Directions –
Type the entries out once more. Match them exactly.

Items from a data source
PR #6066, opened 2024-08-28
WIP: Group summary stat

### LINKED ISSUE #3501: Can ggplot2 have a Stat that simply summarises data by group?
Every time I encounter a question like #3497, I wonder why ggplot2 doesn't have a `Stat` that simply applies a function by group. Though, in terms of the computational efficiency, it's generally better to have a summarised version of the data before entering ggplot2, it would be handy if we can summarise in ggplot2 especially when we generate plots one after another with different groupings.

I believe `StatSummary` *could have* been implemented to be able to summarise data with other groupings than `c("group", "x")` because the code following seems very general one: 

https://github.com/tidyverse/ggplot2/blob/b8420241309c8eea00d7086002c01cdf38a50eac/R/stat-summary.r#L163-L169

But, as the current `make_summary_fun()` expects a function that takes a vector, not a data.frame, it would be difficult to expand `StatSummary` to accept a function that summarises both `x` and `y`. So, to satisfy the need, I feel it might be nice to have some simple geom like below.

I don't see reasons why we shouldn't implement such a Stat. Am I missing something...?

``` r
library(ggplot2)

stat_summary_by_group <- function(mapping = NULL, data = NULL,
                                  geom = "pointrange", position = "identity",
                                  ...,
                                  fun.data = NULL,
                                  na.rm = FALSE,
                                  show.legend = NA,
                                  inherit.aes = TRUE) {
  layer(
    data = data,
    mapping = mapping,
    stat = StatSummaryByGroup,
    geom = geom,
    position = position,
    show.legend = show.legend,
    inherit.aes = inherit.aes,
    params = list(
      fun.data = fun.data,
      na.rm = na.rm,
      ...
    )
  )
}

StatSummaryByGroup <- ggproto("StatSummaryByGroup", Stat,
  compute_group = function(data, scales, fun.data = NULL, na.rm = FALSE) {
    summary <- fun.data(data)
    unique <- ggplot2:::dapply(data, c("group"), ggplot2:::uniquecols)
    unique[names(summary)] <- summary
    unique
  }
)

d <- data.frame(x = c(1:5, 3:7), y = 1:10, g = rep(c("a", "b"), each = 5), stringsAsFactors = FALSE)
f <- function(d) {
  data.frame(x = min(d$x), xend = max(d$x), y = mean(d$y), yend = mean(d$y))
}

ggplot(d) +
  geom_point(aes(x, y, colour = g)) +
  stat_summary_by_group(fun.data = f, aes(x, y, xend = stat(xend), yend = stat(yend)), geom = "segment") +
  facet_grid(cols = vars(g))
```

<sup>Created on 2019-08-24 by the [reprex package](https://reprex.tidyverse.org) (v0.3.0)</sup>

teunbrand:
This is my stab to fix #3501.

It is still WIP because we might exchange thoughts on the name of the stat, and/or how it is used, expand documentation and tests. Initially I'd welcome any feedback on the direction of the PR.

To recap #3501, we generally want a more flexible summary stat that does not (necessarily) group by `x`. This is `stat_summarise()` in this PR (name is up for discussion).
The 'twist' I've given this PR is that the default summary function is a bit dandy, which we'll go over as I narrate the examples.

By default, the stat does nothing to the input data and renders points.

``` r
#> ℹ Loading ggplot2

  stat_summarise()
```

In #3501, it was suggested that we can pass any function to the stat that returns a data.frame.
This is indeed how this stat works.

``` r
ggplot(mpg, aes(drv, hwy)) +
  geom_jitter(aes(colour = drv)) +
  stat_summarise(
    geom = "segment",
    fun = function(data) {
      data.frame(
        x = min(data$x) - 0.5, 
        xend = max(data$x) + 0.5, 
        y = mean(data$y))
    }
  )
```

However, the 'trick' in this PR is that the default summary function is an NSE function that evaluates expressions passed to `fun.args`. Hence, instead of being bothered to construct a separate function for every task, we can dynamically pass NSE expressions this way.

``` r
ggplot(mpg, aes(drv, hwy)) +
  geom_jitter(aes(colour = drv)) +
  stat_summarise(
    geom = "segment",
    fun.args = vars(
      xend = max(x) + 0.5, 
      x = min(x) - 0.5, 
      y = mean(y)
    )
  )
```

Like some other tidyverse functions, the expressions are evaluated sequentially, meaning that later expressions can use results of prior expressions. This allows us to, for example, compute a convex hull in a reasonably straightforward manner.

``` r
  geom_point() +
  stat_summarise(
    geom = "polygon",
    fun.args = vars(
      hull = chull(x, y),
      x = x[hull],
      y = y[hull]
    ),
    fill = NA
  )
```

Result of the exercise –
PR #6066, opened 2024-08-28
WIP: Group summary stat

### LINKED ISSUE #3501: Can ggplot2 have a Stat that simply summarises data by group?
Every time I encounter a question like #3497, I wonder why ggplot2 doesn't have a `Stat` that simply applies a function by group. Though, in terms of the computational efficiency, it's generally better to have a summarised version of the data before entering ggplot2, it would be handy if we can summarise in ggplot2 especially when we generate plots one after another with different groupings.

I believe `StatSummary` *could have* been implemented to be able to summarise data with other groupings than `c("group", "x")` because the code following seems very general one: 

https://github.com/tidyverse/ggplot2/blob/b8420241309c8eea00d7086002c01cdf38a50eac/R/stat-summary.r#L163-L169

But, as the current `make_summary_fun()` expects a function that takes a vector, not a data.frame, it would be difficult to expand `StatSummary` to accept a function that summarises both `x` and `y`. So, to satisfy the need, I feel it might be nice to have some simple geom like below.

I don't see reasons why we shouldn't implement such a Stat. Am I missing something...?

``` r
library(ggplot2)

stat_summary_by_group <- function(mapping = NULL, data = NULL,
                                  geom = "pointrange", position = "identity",
                                  ...,
                                  fun.data = NULL,
                                  na.rm = FALSE,
                                  show.legend = NA,
                                  inherit.aes = TRUE) {
  layer(
    data = data,
    mapping = mapping,
    stat = StatSummaryByGroup,
    geom = geom,
    position = position,
    show.legend = show.legend,
    inherit.aes = inherit.aes,
    params = list(
      fun.data = fun.data,
      na.rm = na.rm,
      ...
    )
  )
}

StatSummaryByGroup <- ggproto("StatSummaryByGroup", Stat,
  compute_group = function(data, scales, fun.data = NULL, na.rm = FALSE) {
    summary <- fun.data(data)
    unique <- ggplot2:::dapply(data, c("group"), ggplot2:::uniquecols)
    unique[names(summary)] <- summary
    unique
  }
)

d <- data.frame(x = c(1:5, 3:7), y = 1:10, g = rep(c("a", "b"), each = 5), stringsAsFactors = FALSE)
f <- function(d) {
  data.frame(x = min(d$x), xend = max(d$x), y = mean(d$y), yend = mean(d$y))
}

ggplot(d) +
  geom_point(aes(x, y, colour = g)) +
  stat_summary_by_group(fun.data = f, aes(x, y, xend = stat(xend), yend = stat(yend)), geom = "segment") +
  facet_grid(cols = vars(g))
```

<sup>Created on 2019-08-24 by the [reprex package](https://reprex.tidyverse.org) (v0.3.0)</sup>

teunbrand:
This is my stab to fix #3501.

It is still WIP because we might exchange thoughts on the name of the stat, and/or how it is used, expand documentation and tests. Initially I'd welcome any feedback on the direction of the PR.

To recap #3501, we generally want a more flexible summary stat that does not (necessarily) group by `x`. This is `stat_summarise()` in this PR (name is up for discussion).
The 'twist' I've given this PR is that the default summary function is a bit dandy, which we'll go over as I narrate the examples.

By default, the stat does nothing to the input data and renders points.

``` r
#> ℹ Loading ggplot2

  stat_summarise()
```

In #3501, it was suggested that we can pass any function to the stat that returns a data.frame.
This is indeed how this stat works.

``` r
ggplot(mpg, aes(drv, hwy)) +
  geom_jitter(aes(colour = drv)) +
  stat_summarise(
    geom = "segment",
    fun = function(data) {
      data.frame(
        x = min(data$x) - 0.5, 
        xend = max(data$x) + 0.5, 
        y = mean(data$y))
    }
  )
```

However, the 'trick' in this PR is that the default summary function is an NSE function that evaluates expressions passed to `fun.args`. Hence, instead of being bothered to construct a separate function for every task, we can dynamically pass NSE expressions this way.

``` r
ggplot(mpg, aes(drv, hwy)) +
  geom_jitter(aes(colour = drv)) +
  stat_summarise(
    geom = "segment",
    fun.args = vars(
      xend = max(x) + 0.5, 
      x = min(x) - 0.5, 
      y = mean(y)
    )
  )
```

Like some other tidyverse functions, the expressions are evaluated sequentially, meaning that later expressions can use results of prior expressions. This allows us to, for example, compute a convex hull in a reasonably straightforward manner.

``` r
  geom_point() +
  stat_summarise(
    geom = "polygon",
    fun.args = vars(
      hull = chull(x, y),
      x = x[hull],
      y = y[hull]
    ),
    fill = NA
  )
```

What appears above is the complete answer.